PR #3960, opened 2025-01-08
Fix session JobOrderFn to be predictable

raravena80:
#### What type of PR is this?

/kind bug
/area scheduling

- This fixes an issue we've been seeing where the JobOrder doesn't return the same consistent list order when compared by job UUID. We are ordering by Job Name now
- Additionally it makes sure that when two jobs have the same score the list is always in the consistent order. We are also ordering by Job Name.

Fixes #

Do we need to open an issue?

```release-note
- Fixes an issue we've been seeing where the JobOrder doesn't return the same consistent list order when compared by job UUID. We are ordering by Job Name now
- Makes sure that when two jobs have the same score the list is always in the consistent order. We are also ordering by Job Name.
```

### DIFF
--- a/pkg/scheduler/framework/session_plugins.go
+++ b/pkg/scheduler/framework/session_plugins.go
@@ -17,6 +17,7 @@ limitations under the License.
 package framework
 
 import (
+	"k8s.io/klog/v2"
 	k8sframework "k8s.io/kubernetes/pkg/scheduler/framework"
 
 	"volcano.sh/apis/pkg/apis/scheduling"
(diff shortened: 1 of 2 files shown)


JesseStutler:
`Additionally it makes sure that when two jobs have the same score the list is always in the consistent order. We are also ordering by Job Name.`

- two jobs --> two nodes
- Job Name --> Node Name

JesseStutler:
Yes, we'd better create an issue to let other contributors trace back why this was changed. 
Besides, what will happen to your cluster if we use UUID sorting? I hope to see some screenshots of the phenomenon in the issue:)

JesseStutler:
cc @lowang-bh @Monokaix @hwdef

raravena80:
> two jobs --> two nodes
> Job Name --> Node Name

Thanks!
Fixed these in the description.

Will get back to you on the exact issue, but I believe with UID we were getting different orders.

pkg/scheduler/framework/session_plugins.go
```diff
@@ -538,12 +539,15 @@ func (ssn *Session) JobOrderFn(l, r interface{}) bool {
...
 
-	// If no job order funcs, order job by CreationTimestamp first, then by UID.
+	// If no job order funcs, order job by CreationTimestamp first, then by Name.
 	lv := l.(*api.JobInfo)
 	rv := r.(*api.JobInfo)
 	if lv.CreationTimestamp.Equal(&rv.CreationTimestamp) {
-		return lv.UID < rv.UID
+		// Use the Name of the Job instead of UID to get deterministic order by Job name
+		klog.V(3).Infof("Creation timestamps are the same for job %v and %v: %v . using name to order", lv.Name, rv.Name, lv.CreationTimestamp)
+		return lv.Name < rv.Name
```
hwdef, line 548: If encounter a situation with the same name, that is, vcjobs with the same name that are not in the same namespace,  the JobOrder doesn't return the same consistent list order too?

hwdef, line 548: If we encounter a situation where vcjobs have the same name but are in different namespaces, will the JobOrder still not return a consistent list order?

raravena80: Good question.  So Job Names are namespaced?

raravena80:
Created ticket https://github.com/volcano-sh/volcano/issues/3962 with more details

JesseStutler:
Hi, I have some comments about your issue description, please check it

pkg/scheduler/framework/session_plugins.go
JesseStutler: @Monokaix

Monokaix: Yaeh jobs are namespaced.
○ ○ ○ ○ ○
Determine how many lines above contain "scheduler" as a word or string. Give the number alone.

*FINISHED TASK*.
5